[What to work on]: Every line of the material is to be given again exactly.
────────────────
PR #425, opened 2016-09-22
Feature/animator refactor

nvh:
For the preview in the codePanel I wanted to create an `Animator` from options without an `Animation`. This PR moves some code around to facilitate exactly that.

### DIFF
--- a/framer/Animator.coffee
+++ b/framer/Animator.coffee
@@ -30,19 +30,8 @@ class exports.Animator
 				break
 		return values
 
-	@parseFunction: (str) ->
-		result = {name: "", args: []}
-
-		if _.endsWith str, ")"
-			result.name = str.split("(")[0]
-			result.args = str.split("(")[1].split(",").map (a) -> _.trim(_.trimEnd(a, ")"))
-		else
-			result.name = str
-
-		return result
-
 	@classForCurve: (curve) ->
-		parsedCurve = @parseFunction(curve)
+		parsedCurve = Utils.parseFunction(curve)
 		animatorClassName = parsedCurve.name.toLowerCase()
 
 		if AnimatorClasses.hasOwnProperty(animatorClassName)
@@ -56,7 +45,7 @@ class exports.Animator
 	@curveOptionsFor: (options={}) ->
 		curveOptions = options.curveOptions ? {}
 		animatorClass = @classForCurve(options.curve)
-		parsedCurve = @parseFunction options.curve
+		parsedCurve = Utils.parseFunction options.curve
 		animatorClassName = parsedCurve.name.toLowerCase()
 
 		# This is for compatibility with the direct Animation.time argument. This should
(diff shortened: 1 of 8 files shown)


framer/Animator.coffee
```diff
@@ -30,6 +30,82 @@ class exports.Animator
...
 	# stop: -> AnimationLoop.remove @
+
+{LinearAnimator} = require "./Animators/LinearAnimator"
+{BezierCurveAnimator} = require "./Animators/BezierCurveAnimator"
+{SpringRK4Animator} = require "./Animators/SpringRK4Animator"
+{SpringDHOAnimator} = require "./Animators/SpringDHOAnimator"
+AnimatorClasses["linear"] = LinearAnimator
+AnimatorClasses["bezier-curve"] = BezierCurveAnimator
+AnimatorClasses["spring-rk4"] = SpringRK4Animator
+AnimatorClasses["spring-dho"] = SpringDHOAnimator
```
eelco: I liked the old syntax for this more :)

framer/Utils.coffee
```diff
@@ -76,6 +77,12 @@ Utils.nearestIncrement = (x, increment) ->
 window.requestAnimationFrame ?= window.webkitRequestAnimationFrame
 window.requestAnimationFrame ?= (f) -> Utils.delay 1/60, f
 
+Utils.animatorFor = (options) ->
```
eelco: Does this need to be exposed? Seems like an internal thing mostly, maybe mark it as such in some way?

eelco: Also, the structure seems pretty similar to _createAnimator of Animation. Can something be reused here? (E.g., optional default class?)

framer/Utils.coffee
```diff
@@ -497,16 +504,7 @@ Utils.modulate = (value, rangeA, rangeB, limit=false) ->
...
-	result = {name: "", args: []}
-
-	if _.endsWith str, ")"
-		result.name = str.split("(")[0]
-		result.args = str.split("(")[1].split(",").map (a) -> _.trim(_.trimEnd(a, ")"))
-	else
-		result.name = str
-
-	return result
+	Animator.parseFunction(str)
```
eelco: Even though we internally only use it for Animation/Animator, I would not move this and let the Utils have as little dependencies as possible.

framer/Animator.coffee
nvh: Yeah, but because of dependencies the AnimatorClasses object has to already exist, but the classes depend on the Animator Object, so I had to do it like this :/
Any suggestions how to improve this?

framer/Utils.coffee
nvh: But also not move animatorFor then?
The problem is that I want to use `animatorFor` in my code panel code, but Animator is not public in Framer. So the choices are putting it in Utils or make Animator public. Would you go for the latter instead?

framer/Animator.coffee
eelco: Oh, of course. Maybe `_.merge`? Your call.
────────────────
[Solution]:
PR #425, opened 2016-09-22
Feature/animator refactor

nvh:
For the preview in the codePanel I wanted to create an `Animator` from options without an `Animation`. This PR moves some code around to facilitate exactly that.

### DIFF
--- a/framer/Animator.coffee
+++ b/framer/Animator.coffee
@@ -30,19 +30,8 @@ class exports.Animator
 				break
 		return values
 
-	@parseFunction: (str) ->
-		result = {name: "", args: []}
-
-		if _.endsWith str, ")"
-			result.name = str.split("(")[0]
-			result.args = str.split("(")[1].split(",").map (a) -> _.trim(_.trimEnd(a, ")"))
-		else
-			result.name = str
-
-		return result
-
 	@classForCurve: (curve) ->
-		parsedCurve = @parseFunction(curve)
+		parsedCurve = Utils.parseFunction(curve)
 		animatorClassName = parsedCurve.name.toLowerCase()
 
 		if AnimatorClasses.hasOwnProperty(animatorClassName)
@@ -56,7 +45,7 @@ class exports.Animator
 	@curveOptionsFor: (options={}) ->
 		curveOptions = options.curveOptions ? {}
 		animatorClass = @classForCurve(options.curve)
-		parsedCurve = @parseFunction options.curve
+		parsedCurve = Utils.parseFunction options.curve
 		animatorClassName = parsedCurve.name.toLowerCase()
 
 		# This is for compatibility with the direct Animation.time argument. This should
(diff shortened: 1 of 8 files shown)


framer/Animator.coffee
```diff
@@ -30,6 +30,82 @@ class exports.Animator
...
 	# stop: -> AnimationLoop.remove @
+
+{LinearAnimator} = require "./Animators/LinearAnimator"
+{BezierCurveAnimator} = require "./Animators/BezierCurveAnimator"
+{SpringRK4Animator} = require "./Animators/SpringRK4Animator"
+{SpringDHOAnimator} = require "./Animators/SpringDHOAnimator"
+AnimatorClasses["linear"] = LinearAnimator
+AnimatorClasses["bezier-curve"] = BezierCurveAnimator
+AnimatorClasses["spring-rk4"] = SpringRK4Animator
+AnimatorClasses["spring-dho"] = SpringDHOAnimator
```
eelco: I liked the old syntax for this more :)

framer/Utils.coffee
```diff
@@ -76,6 +77,12 @@ Utils.nearestIncrement = (x, increment) ->
 window.requestAnimationFrame ?= window.webkitRequestAnimationFrame
 window.requestAnimationFrame ?= (f) -> Utils.delay 1/60, f
 
+Utils.animatorFor = (options) ->
```
eelco: Does this need to be exposed? Seems like an internal thing mostly, maybe mark it as such in some way?

eelco: Also, the structure seems pretty similar to _createAnimator of Animation. Can something be reused here? (E.g., optional default class?)

framer/Utils.coffee
```diff
@@ -497,16 +504,7 @@ Utils.modulate = (value, rangeA, rangeB, limit=false) ->
...
-	result = {name: "", args: []}
-
-	if _.endsWith str, ")"
-		result.name = str.split("(")[0]
-		result.args = str.split("(")[1].split(",").map (a) -> _.trim(_.trimEnd(a, ")"))
-	else
-		result.name = str
-
-	return result
+	Animator.parseFunction(str)
```
eelco: Even though we internally only use it for Animation/Animator, I would not move this and let the Utils have as little dependencies as possible.

framer/Animator.coffee
nvh: Yeah, but because of dependencies the AnimatorClasses object has to already exist, but the classes depend on the Animator Object, so I had to do it like this :/
Any suggestions how to improve this?

framer/Utils.coffee
nvh: But also not move animatorFor then?
The problem is that I want to use `animatorFor` in my code panel code, but Animator is not public in Framer. So the choices are putting it in Utils or make Animator public. Would you go for the latter instead?

framer/Animator.coffee
eelco: Oh, of course. Maybe `_.merge`? Your call.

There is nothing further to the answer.